== EXERCISE DESCRIPTION ==
The response must contain every line below in which "modals" appears.

========================================================================

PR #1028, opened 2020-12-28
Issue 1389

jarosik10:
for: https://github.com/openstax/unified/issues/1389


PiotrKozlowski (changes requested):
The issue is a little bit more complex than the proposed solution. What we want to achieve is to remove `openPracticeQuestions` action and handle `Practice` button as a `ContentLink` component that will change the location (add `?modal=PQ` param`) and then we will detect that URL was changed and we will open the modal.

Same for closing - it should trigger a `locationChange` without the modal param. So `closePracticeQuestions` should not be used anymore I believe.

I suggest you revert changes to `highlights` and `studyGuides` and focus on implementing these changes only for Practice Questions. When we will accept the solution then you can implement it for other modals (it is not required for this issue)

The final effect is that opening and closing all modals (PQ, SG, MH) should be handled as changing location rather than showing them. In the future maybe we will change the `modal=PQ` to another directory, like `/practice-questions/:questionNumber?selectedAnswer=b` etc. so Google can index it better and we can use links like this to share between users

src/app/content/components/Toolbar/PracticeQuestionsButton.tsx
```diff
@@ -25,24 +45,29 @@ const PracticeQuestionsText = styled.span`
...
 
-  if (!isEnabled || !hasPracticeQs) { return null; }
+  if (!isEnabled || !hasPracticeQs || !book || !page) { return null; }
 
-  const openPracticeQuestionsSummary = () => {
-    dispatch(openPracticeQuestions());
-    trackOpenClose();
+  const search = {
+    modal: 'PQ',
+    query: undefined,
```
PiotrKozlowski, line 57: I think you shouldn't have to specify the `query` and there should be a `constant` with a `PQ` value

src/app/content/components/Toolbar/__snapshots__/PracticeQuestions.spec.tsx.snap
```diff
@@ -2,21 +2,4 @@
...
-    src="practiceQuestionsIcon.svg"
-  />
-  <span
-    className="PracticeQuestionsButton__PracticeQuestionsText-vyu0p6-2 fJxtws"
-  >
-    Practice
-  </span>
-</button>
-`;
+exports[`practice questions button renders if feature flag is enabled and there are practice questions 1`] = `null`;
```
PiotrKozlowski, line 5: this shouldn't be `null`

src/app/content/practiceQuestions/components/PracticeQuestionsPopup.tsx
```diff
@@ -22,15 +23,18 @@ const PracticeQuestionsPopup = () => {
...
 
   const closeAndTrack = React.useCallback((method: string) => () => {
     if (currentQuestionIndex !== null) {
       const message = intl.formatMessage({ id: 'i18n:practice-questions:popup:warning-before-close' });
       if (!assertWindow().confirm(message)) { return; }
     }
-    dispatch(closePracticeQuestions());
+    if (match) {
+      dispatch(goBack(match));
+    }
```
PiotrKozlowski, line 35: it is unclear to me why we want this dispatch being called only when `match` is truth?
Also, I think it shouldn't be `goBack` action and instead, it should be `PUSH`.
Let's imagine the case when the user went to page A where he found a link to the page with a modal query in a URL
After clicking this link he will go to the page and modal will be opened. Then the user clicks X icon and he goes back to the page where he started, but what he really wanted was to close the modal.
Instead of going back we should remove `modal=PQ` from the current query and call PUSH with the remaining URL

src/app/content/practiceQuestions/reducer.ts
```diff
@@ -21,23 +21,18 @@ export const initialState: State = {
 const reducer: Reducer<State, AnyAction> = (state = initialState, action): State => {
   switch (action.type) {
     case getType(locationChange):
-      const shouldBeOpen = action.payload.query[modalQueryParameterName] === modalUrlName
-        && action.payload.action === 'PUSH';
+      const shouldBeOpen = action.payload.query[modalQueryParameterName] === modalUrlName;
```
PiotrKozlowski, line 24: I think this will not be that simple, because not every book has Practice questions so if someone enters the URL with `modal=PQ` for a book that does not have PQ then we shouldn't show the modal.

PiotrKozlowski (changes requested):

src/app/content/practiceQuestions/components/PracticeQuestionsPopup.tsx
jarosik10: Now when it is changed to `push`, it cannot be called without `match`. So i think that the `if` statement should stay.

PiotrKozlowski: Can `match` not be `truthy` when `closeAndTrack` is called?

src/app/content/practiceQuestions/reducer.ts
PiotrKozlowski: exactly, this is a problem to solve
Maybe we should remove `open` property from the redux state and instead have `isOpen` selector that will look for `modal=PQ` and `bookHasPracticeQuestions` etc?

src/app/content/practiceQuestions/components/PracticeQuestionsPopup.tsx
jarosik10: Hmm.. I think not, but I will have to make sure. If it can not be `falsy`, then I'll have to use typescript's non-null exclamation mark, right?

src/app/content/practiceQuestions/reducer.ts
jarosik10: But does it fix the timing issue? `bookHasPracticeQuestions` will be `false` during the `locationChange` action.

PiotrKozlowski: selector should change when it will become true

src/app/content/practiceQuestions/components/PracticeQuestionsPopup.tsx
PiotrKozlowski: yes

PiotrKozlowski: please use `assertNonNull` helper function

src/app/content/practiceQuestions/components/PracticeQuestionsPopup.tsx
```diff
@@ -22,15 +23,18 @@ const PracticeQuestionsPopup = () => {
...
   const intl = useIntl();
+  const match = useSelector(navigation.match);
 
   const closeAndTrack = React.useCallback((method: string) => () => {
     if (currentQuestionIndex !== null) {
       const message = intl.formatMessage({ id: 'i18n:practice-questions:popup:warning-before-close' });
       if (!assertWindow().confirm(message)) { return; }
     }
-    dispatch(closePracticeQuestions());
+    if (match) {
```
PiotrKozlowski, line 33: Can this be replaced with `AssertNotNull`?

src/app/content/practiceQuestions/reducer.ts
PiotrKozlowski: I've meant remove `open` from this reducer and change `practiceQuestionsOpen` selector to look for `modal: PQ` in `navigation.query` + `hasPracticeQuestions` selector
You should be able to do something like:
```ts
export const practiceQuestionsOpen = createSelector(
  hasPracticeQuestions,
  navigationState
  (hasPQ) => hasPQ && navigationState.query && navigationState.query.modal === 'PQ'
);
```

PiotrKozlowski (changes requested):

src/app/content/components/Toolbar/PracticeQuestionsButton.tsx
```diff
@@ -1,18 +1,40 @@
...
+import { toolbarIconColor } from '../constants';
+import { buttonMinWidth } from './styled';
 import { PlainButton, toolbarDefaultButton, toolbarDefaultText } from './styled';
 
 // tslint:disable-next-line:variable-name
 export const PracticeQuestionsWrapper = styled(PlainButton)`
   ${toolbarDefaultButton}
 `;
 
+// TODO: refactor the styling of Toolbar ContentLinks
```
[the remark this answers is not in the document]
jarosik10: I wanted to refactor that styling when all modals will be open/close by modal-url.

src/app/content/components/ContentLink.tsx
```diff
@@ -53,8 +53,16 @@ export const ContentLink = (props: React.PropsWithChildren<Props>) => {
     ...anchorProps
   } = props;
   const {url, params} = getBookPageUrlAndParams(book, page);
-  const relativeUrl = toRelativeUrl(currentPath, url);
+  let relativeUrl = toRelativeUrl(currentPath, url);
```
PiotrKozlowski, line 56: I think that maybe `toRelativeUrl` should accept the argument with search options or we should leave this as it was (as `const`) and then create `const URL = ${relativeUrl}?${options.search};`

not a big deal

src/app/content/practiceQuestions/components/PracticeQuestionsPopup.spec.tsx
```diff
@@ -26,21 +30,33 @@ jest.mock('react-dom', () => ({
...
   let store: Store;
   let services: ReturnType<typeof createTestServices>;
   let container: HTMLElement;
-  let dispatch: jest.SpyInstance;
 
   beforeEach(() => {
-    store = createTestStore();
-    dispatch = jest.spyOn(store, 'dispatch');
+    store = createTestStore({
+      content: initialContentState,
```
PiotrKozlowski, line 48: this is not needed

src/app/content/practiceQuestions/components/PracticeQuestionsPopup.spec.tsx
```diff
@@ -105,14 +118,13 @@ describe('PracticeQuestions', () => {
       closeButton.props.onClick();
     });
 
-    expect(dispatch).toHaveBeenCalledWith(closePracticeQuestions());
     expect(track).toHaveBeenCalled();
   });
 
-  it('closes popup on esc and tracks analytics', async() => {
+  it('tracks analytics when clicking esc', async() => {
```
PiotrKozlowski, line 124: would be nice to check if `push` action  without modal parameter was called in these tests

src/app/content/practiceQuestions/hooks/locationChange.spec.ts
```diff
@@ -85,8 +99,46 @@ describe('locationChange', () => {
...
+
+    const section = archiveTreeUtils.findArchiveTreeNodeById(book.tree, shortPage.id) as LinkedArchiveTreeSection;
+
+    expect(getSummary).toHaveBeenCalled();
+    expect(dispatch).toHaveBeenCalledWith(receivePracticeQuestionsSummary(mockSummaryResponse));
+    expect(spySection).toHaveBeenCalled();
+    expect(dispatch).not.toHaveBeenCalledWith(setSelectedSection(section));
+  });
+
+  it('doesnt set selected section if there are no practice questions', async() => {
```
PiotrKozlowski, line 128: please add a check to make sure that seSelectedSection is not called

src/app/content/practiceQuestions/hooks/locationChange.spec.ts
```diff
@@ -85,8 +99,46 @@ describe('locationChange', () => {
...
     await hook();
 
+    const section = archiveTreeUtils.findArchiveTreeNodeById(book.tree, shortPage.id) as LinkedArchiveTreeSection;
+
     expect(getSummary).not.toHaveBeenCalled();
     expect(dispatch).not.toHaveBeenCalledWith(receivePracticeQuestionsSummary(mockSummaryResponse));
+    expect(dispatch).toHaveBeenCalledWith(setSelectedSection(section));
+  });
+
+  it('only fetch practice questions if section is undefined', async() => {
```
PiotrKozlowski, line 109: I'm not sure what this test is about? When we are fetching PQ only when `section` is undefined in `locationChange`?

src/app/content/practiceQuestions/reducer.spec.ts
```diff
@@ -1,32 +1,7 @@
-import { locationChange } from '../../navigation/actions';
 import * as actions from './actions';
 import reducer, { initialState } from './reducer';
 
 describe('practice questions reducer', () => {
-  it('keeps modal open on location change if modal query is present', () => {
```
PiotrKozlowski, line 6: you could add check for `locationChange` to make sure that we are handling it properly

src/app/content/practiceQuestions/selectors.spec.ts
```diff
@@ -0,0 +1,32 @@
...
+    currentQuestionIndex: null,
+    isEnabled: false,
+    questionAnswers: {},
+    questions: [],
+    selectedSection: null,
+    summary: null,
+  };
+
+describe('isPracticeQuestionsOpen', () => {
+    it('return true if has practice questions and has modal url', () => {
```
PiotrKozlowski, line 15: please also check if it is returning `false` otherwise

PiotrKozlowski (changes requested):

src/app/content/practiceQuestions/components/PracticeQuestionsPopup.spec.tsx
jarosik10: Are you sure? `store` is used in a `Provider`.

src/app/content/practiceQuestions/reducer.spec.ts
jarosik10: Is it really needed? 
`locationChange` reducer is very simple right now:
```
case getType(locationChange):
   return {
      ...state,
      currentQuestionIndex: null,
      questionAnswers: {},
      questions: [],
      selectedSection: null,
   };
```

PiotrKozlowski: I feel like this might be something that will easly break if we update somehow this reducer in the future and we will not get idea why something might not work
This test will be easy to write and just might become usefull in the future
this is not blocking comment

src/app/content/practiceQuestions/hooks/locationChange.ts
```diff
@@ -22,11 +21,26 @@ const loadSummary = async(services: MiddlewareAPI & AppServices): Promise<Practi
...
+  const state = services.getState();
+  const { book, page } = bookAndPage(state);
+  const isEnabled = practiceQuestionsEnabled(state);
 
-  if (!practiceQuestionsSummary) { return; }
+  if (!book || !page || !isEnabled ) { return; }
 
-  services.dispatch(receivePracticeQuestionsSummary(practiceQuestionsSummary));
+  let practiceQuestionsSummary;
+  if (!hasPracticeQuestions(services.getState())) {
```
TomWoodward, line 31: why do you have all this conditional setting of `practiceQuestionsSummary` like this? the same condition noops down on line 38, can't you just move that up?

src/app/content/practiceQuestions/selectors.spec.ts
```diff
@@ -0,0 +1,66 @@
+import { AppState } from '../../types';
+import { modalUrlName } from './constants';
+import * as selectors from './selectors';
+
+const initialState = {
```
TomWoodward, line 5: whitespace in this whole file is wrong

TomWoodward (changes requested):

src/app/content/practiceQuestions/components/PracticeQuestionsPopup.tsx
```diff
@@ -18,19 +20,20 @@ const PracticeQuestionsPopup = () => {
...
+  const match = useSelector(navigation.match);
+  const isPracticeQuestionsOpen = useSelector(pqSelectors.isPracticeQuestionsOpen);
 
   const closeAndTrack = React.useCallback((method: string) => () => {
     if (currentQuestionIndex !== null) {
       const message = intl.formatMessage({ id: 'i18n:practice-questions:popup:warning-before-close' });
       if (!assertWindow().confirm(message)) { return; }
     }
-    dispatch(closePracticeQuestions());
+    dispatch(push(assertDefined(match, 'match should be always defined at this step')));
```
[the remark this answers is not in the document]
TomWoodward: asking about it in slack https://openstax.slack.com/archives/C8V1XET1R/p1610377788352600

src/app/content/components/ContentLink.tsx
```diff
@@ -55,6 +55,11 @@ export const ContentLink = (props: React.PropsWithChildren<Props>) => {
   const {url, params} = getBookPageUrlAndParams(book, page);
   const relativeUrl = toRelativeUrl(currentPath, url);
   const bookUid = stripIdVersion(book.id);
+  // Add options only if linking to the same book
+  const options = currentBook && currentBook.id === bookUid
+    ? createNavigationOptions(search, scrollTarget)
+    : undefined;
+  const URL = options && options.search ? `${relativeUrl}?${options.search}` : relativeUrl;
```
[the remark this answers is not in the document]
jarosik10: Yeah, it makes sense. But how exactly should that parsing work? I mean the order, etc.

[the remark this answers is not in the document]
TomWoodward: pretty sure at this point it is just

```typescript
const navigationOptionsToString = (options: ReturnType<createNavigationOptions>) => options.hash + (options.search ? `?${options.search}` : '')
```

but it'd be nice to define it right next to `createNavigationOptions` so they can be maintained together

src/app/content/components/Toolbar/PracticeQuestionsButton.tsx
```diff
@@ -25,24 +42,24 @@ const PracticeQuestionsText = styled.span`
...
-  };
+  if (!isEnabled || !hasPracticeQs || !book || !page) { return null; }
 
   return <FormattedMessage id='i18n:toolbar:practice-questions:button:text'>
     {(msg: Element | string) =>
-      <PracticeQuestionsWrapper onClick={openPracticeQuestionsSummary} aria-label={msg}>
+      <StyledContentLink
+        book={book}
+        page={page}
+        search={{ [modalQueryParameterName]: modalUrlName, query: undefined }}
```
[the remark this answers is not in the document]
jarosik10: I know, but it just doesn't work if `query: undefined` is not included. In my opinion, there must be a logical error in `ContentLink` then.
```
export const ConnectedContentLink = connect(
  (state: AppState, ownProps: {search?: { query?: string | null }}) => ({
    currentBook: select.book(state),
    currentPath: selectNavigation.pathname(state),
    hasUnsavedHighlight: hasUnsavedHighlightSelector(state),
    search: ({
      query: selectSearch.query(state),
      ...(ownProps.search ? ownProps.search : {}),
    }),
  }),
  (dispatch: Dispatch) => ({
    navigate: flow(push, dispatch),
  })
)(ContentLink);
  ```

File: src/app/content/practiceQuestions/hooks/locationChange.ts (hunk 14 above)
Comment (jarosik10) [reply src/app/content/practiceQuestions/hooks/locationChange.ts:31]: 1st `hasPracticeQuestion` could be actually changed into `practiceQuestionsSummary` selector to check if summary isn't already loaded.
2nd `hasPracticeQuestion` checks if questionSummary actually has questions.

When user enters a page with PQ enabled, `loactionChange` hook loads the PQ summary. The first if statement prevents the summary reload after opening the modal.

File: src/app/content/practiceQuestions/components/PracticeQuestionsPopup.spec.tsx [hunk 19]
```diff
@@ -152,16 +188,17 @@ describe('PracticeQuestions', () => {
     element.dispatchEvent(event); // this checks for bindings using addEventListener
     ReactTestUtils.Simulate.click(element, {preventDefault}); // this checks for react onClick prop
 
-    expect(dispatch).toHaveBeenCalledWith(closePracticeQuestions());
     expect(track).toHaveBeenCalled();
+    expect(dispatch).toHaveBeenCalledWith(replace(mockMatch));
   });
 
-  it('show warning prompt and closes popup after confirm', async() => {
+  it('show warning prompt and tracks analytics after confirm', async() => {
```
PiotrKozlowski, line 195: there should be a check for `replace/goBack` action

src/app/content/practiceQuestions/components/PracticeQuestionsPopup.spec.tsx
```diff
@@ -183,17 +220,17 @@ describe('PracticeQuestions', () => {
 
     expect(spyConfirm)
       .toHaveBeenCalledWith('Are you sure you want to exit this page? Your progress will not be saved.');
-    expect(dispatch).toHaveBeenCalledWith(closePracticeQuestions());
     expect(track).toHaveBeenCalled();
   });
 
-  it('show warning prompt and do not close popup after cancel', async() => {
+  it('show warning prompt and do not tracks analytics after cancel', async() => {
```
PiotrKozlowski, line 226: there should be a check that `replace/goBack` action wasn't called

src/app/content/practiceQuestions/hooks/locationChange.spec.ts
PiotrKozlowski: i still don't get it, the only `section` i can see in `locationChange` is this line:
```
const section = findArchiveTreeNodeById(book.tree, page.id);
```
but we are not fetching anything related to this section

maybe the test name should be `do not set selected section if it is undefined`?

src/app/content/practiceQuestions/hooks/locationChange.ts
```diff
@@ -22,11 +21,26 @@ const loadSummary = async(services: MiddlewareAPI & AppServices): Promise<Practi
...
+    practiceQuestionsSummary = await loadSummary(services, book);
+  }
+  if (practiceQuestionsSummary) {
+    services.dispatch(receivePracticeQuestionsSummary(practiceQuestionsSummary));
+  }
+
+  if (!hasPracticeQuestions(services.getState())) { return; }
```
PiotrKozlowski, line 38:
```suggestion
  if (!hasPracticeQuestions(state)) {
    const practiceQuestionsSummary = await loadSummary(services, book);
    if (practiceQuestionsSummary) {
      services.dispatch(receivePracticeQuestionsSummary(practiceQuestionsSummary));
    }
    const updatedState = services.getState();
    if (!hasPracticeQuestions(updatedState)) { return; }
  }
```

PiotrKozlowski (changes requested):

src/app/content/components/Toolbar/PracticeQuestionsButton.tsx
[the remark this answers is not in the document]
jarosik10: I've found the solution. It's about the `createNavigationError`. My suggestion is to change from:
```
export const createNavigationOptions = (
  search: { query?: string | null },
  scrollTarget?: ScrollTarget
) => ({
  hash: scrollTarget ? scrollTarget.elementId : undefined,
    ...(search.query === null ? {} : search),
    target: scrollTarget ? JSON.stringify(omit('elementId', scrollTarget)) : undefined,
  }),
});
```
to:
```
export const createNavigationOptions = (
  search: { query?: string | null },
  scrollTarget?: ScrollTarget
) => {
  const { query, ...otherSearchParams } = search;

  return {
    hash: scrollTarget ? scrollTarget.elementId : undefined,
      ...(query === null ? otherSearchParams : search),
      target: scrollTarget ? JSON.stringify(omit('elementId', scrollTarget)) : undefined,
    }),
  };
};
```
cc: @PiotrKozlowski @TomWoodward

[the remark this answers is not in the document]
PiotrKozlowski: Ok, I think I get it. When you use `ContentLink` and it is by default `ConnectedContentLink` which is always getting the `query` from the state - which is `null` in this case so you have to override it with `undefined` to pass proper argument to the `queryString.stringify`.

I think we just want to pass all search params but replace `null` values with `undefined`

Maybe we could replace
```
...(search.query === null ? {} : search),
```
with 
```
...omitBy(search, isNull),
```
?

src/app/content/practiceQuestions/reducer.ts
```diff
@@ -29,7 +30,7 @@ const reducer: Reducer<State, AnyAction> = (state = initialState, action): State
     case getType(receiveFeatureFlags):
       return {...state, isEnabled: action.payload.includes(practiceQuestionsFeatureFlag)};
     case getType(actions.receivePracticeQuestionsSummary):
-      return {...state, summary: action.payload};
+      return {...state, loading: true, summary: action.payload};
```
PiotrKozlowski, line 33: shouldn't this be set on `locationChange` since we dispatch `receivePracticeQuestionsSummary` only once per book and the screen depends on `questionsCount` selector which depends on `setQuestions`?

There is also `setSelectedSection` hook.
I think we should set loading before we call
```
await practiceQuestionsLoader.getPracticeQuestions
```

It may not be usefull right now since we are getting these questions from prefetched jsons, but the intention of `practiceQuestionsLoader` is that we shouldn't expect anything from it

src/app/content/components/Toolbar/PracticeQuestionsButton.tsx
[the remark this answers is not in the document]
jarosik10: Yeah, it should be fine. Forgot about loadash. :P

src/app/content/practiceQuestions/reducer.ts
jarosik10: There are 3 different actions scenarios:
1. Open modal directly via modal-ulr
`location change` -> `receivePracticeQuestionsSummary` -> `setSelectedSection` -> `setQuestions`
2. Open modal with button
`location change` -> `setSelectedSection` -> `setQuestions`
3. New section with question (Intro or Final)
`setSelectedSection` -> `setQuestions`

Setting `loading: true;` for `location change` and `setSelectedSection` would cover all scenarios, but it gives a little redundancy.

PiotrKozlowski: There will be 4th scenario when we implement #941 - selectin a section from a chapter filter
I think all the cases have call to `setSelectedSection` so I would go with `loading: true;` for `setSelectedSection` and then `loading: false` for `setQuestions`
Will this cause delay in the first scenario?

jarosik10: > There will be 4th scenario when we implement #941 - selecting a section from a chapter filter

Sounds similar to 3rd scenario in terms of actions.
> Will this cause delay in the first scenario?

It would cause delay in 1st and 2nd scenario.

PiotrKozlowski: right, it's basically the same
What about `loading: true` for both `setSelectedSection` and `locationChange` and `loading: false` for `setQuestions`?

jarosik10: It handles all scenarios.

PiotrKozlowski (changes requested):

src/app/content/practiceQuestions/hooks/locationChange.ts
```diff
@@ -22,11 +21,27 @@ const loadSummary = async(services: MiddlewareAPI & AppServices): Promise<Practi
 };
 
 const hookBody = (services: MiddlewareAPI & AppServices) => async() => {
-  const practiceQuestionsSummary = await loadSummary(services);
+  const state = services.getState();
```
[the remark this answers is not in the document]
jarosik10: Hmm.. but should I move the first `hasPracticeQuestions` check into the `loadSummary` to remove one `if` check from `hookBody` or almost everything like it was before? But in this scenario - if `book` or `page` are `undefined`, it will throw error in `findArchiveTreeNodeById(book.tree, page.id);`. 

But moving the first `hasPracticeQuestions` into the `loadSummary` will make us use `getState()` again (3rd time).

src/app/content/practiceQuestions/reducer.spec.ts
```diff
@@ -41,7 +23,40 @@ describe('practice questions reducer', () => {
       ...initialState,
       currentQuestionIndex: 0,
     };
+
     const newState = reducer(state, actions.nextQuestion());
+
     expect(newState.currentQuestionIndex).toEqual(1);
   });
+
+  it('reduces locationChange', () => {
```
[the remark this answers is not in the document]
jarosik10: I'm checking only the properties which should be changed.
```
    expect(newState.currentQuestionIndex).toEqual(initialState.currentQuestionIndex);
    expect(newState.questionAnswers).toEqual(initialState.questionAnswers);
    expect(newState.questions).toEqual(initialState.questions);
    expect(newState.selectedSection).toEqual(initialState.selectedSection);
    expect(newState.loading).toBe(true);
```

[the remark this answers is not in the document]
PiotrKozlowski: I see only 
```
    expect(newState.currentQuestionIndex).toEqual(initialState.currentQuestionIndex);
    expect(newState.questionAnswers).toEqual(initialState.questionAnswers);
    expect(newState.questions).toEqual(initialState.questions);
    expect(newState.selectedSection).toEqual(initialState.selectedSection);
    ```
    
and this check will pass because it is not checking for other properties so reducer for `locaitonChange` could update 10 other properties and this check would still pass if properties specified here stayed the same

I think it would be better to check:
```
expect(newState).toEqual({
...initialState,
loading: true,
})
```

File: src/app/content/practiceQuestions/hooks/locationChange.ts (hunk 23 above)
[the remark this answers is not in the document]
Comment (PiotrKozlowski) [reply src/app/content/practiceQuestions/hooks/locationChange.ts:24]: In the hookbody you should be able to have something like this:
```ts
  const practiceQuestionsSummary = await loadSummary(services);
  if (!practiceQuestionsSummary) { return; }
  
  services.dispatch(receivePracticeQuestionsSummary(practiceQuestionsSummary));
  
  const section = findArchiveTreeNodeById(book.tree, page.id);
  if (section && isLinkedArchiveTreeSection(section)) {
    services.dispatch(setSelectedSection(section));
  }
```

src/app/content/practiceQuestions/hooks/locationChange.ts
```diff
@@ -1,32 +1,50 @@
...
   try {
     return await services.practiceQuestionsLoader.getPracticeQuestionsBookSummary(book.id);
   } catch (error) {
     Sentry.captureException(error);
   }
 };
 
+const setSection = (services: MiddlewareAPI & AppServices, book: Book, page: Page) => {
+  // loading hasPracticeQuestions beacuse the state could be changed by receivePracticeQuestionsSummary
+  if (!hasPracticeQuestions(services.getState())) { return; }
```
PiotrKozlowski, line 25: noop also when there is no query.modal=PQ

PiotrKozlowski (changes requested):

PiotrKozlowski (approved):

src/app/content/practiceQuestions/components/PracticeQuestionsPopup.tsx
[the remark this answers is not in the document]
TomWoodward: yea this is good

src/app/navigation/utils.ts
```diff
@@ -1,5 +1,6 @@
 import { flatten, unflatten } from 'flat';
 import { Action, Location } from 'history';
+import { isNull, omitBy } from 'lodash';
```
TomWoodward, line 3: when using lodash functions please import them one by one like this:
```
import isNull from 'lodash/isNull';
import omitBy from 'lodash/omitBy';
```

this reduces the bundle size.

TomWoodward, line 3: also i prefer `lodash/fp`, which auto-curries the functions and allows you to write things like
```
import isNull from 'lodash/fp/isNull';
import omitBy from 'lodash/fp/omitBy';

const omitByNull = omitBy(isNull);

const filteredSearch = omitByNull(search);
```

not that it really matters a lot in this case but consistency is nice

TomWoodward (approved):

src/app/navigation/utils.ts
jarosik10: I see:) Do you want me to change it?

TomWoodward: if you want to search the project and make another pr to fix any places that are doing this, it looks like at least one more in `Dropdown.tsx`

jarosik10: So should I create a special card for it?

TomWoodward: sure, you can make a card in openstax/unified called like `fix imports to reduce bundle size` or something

========================================================================

== SOLUTION TO THIS TASK ==
I suggest you revert changes to `highlights` and `studyGuides` and focus on implementing these changes only for Practice Questions. When we will accept the solution then you can implement it for other modals (it is not required for this issue)
The final effect is that opening and closing all modals (PQ, SG, MH) should be handled as changing location rather than showing them. In the future maybe we will change the `modal=PQ` to another directory, like `/practice-questions/:questionNumber?selectedAnswer=b` etc. so Google can index it better and we can use links like this to share between users
jarosik10: I wanted to refactor that styling when all modals will be open/close by modal-url.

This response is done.